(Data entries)

____

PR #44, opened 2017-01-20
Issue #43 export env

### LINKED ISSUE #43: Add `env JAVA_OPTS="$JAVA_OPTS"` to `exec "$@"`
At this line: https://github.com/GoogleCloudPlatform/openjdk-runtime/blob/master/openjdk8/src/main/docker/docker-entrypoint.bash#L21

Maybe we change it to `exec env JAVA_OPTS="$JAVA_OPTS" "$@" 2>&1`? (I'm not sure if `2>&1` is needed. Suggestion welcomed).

____

--- Required action ---
Filter the entries above down to the lines that contain "exec".

--- Solution to this problem ---
### LINKED ISSUE #43: Add `env JAVA_OPTS="$JAVA_OPTS"` to `exec "$@"`
Maybe we change it to `exec env JAVA_OPTS="$JAVA_OPTS" "$@" 2>&1`? (I'm not sure if `2>&1` is needed. Suggestion welcomed).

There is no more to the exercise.